Just say "But… You're drunk." Sad puppy eyes, and slight negative curvature of the mouth. Make it beyond clear that drunken sex isn't just distasteful and possibly date-rapetty bad, but downright tedious to consider for a Love Stallion™ like yourself. If you don't know quite how to pull the above off with your existing facial expression repetoire, you can practice in front of a mirror saying "my cruise ship room service waiter days are OVER, missy" with just your eyebrows for a few weeks. Practice, practice.
Then, optionally, "Let's do things that are fun to do when you're drunk, instead!" Happy birthday clown eyes, wild grin. Run outside and try to pee on whatever nighttime fauna are available in the vicinity. Sing an entire NWA album to a random member of her cell phone's contact list. Don't take advantage too much, but don't hesitate to lightly punish the overindulgent through sheer silliness and outright mockery. It's the only way they'll ever learn. You could be indirectly saving a life every time those bloodshot eyes are caught like dazed Pokémon on someone's Facebook wall.

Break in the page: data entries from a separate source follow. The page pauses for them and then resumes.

PR #1824, opened 2018-01-13
Make `flake8 xarray` pass

Zac-HD:
Closes #1741 by @mrocklin (who did most of the work I'm presenting here).  I had an evening free, so I rebased the previous pull on master, fixed the conflicts, and then made everything pass with `flake8`'s default settings (including line length).  My condolences to whoever gets to *review* this diff!

The single change any non-pedant will notice: Travis now fails if there is a flake8 warning anywhere.  My experience in other projects is that this is the only way to actually *keep* flake8 passing - it's just unrealistic to expect perfect attention to detail from every contributor, but "make the build green before we merge" is widely understood 😄

### DIFF
--- a/xarray/tests/test_backends.py
+++ b/xarray/tests/test_backends.py
@@ -456,7 +456,7 @@ class DatasetIOTestCases(object):
                         assert isinstance(obj, indexing.PandasIndexAdapter)
                     else:
                         raise TypeError('{} is wrapped by {}'.format(
-                                            type(obj.array), type(obj)))
+                            type(obj.array), type(obj)))
 
         for k, v in ds.variables.items():
             find_and_validate_array(v._data)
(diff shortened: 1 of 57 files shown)


mrocklin:
Huzzah.  Thanks Zac for picking this up

xarray/tests/test_backends.py
```diff
@@ -1045,10 +1048,10 @@ def test_unsorted_index_raises(self):
         with self.roundtrip(ds) as ondisk:
             inds = np.argsort(dim1)
             ds2 = ondisk.isel(dim1=inds)
-            try:
-                print(ds2.randovar.values)  # should raise IndexError in netCDF4
-            except IndexError as err:
-                self.assertIn('first by calling .load', str(err))
+            with pytest.raises(IndexError) as err:
```
shoyer: This modified test is failing in Travis. I think we actually want to keep something similar to what we had before. The idea was that netcdf4 was raising an error that we wanted to be sure we were reraising with a better error message. NetCDF4 stopped raising the error in recent versions,so we can silently ignore this behavior if a newer version of netcdf4 is installed.

xarray/tests/test_indexing.py
```diff
@@ -27,7 +27,7 @@ def set_to_zero(self, x, i):
     def test_expanded_indexer(self):
         x = np.random.randn(10, 11, 12, 13, 14)
         y = np.arange(5)
-        I = ReturnItem()
+        I = ReturnItem()  # noqa: E741  # allow ambiguous name
```
shoyer: These meaningless noqa numbers are one reason why I like pylint over flake8 sometimes...

xarray/tests/test_backends.py
Zac-HD: Makes sense - I'll improve the comment instead 😆

Zac-HD:
@shoyer; done 🎉

shoyer:
Thanks!

PR #1825, opened 2018-01-13
Testing deprecations

maxim-lian:
Re comment here: https://github.com/pydata/xarray/pull/1640#discussion_r158384496

The `TestCase` functions I think we should deprecate 
`_importorskip` I'm less sure about - there are some reasons to keep them if we need flexibility in the future (and it doesn't matter much)

### DIFF
--- a/xarray/tests/__init__.py
+++ b/xarray/tests/__init__.py
@@ -45,6 +45,12 @@ except ImportError:
 
 
 def _importorskip(modname, minversion=None):
+    """
+    This is deprecated - instead use pytest.importorskip. For example:
+
+    matplotlib = pytest.importorskip('matplotlib', minversion='1.9.0')
+
+    """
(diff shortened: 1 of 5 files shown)


xarray/tests/__init__.py
```diff
@@ -45,6 +45,12 @@
 
 
 def _importorskip(modname, minversion=None):
+    """
+    This is deprecated - instead use pytest.importorskip. For example:
+
+    matplotlib = pytest.importorskip('matplotlib', minversion='1.9.0')
+
+    """
```
jhamman: I don't this can work until https://github.com/pytest-dev/pytest/issues/568 is fixed.

maxim-lian:
Closing in favor of https://github.com/pydata/xarray/pull/1828

PR #1827, opened 2018-01-14
Support dt.floor(), dt.ceil() and dt.round() accessors.

dcherian:

Following on from #1762 , I've tried to implement floor, ceil and round as in pandas.


xarray/core/accessors.py
```diff
@@ -146,3 +189,23 @@ def f(self, dtype=dtype):
     time = _tslib_field_accessor(
         "time", "Timestamps corresponding to datetimes", object
     )
+
+    def _tslib_round_accessor(self, name, freq, dtype=None):
```
shoyer: The `pandas.Series.dt.round()` and the other methods always return datetime64, so I don't think you need the `dtype` argument.

xarray/core/accessors.py
```diff
@@ -58,6 +58,49 @@ def _get_date_field(values, name, dtype):
         return _access_through_series(values, name)
 
 
+def _round_series(values, name, freq):
+    """Coerce an array of datetime-like values to a pandas Series and
+    apply requested rounding
+    """
+    values_as_series = pd.Series(values.ravel())
+    if name == 'floor':
+        field_values = values_as_series.dt.floor(freq=freq).values
```
shoyer: can you rewrite this to avoid the conditionals? maybe something like:
```python
method = getattr(values_as_series.dt, name)
field_values = method(freq=freq).values
```

doc/time-series.rst
```diff
@@ -129,6 +129,8 @@ the first letters of the corresponding months.
 
 You can use these shortcuts with both Datasets and DataArray coordinates.
 
+In addition, xarray supports rounding operations ``floor``, ``ceil``, and ``round``. These operations require you to supply a rounding frequency as a string argument (see list of frequency aliases at http://pandas.pydata.org/pandas-docs/stable/timeseries.html#offset-aliases).
+
```
shoyer: Can you add a quick example here?

doc/time-series.rst
```diff
@@ -129,6 +129,8 @@ the first letters of the corresponding months.
 
 You can use these shortcuts with both Datasets and DataArray coordinates.
 
+In addition, xarray supports rounding operations ``floor``, ``ceil``, and ``round``. These operations require you to supply a rounding frequency as a string argument (see list of frequency aliases at http://pandas.pydata.org/pandas-docs/stable/timeseries.html#offset-aliases).
```
shoyer: please make a link instead of printing the URL, e.g.,

```
These operations require you to supply a rounding `frequency as a string argument`_.

.. _frequency as a string argument: http://pandas.pydata.org/pandas-docs/stable/timeseries.html#offset-aliases
```

xarray/core/accessors.py
```diff
@@ -58,6 +58,49 @@ def _get_date_field(values, name, dtype):
...
+    rounded timestamps : same type as values
+        Array-like of datetime fields accessed for each element in values
+
+    """
+    if isinstance(values, dask_array_type):
+        from dask.array import map_blocks
+        return map_blocks(_round_series,
+                          values, name, freq=freq, dtype=dtype)
+    else:
+        return _round_series(values, name, freq)
```
shoyer: At some point, we should probably consolidate this function with the similar looking one above. But I'm OK with this for now.

xarray/core/accessors.py
dcherian: Yes! I didn't know how to do this. The above works.

xarray/core/accessors.py
dcherian: Ya, I have no experience with dask so I just copied the previous one.

xarray/core/accessors.py
dcherian: Fixed

dcherian:
@shoyer Addressed all comments and rebased on master. Let me know if you want any more changes.

xarray/core/accessors.py
```diff
@@ -147,3 +184,21 @@ def f(self, dtype=dtype):
...
     )
+
+    def _tslib_round_accessor(self, name, freq):
+        obj_type = type(self._obj)
+        result = _round_field(self._obj.data, name, freq)
+        return obj_type(result, name=name,
+                        coords=self._obj.coords, dims=self._obj.dims)
+
+    def floor(self, freq):
+        ''' Round timestamp downward. '''
```
shoyer: It would be nice to have a docstring that explains what the freq argument should be.

xarray/core/accessors.py
```diff
@@ -58,6 +58,43 @@ def _get_date_field(values, name, dtype):
...
+    Returns
+    -------
+    rounded timestamps : same type as values
+        Array-like of datetime fields accessed for each element in values
+
+    """
+    if isinstance(values, dask_array_type):
+        from dask.array import map_blocks
+        return map_blocks(_round_series,
+                          values, name, freq=freq)
```
shoyer: Please add dtype=np.datetime64 here (it's much more efficient for dask)

xarray/tests/test_accessors.py
```diff
@@ -95,3 +95,14 @@ def test_seasons(self):
...
+    def test_rounders(self):
+        dates = pd.date_range("2014-01-01", "2014-05-01", freq='H')
+        xdates = xr.DataArray(np.arange(len(dates)),
+                              dims=['time'], coords=[dates])
+        assert_array_equal(dates.floor('D').values,
+                           xdates.time.dt.floor('D').values)
+        assert_array_equal(dates.ceil('D').values,
+                           xdates.time.dt.ceil('D').values)
+        assert_array_equal(dates.round('D').values,
+                           xdates.time.dt.round('D').values)
```
shoyer: Please add a test that exercises the dask codepath. Right now it doesn't have any test coverage at all.

dcherian:
@shoyer All done.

Be fun, entertaining, and make a clear effort to moderate between trying to sober her up a bit, and trying to keep her from hurling indoors. Call her a cab. Make sure there are enough pictures and videos that everyone at the party will remember what a wacky class act you are. You may even get a hungover thank you call the next day, which, if desired, you can be parlay into her taking you out for dinner by way of apology… And who knows where that might lead.
Homerun version: you get more than one hungover apology call. Sometimes women remember the crazy stuff that happened at a party, and just assume all that awesome was them. Feel free to date as many of these sheepish Sunday callers as you like… Just make sure to get an address from each, otherwise things might get a bit awkward when you realize you're dating roommates only after taking the second one back to her place for a naked twister nightcap (true story).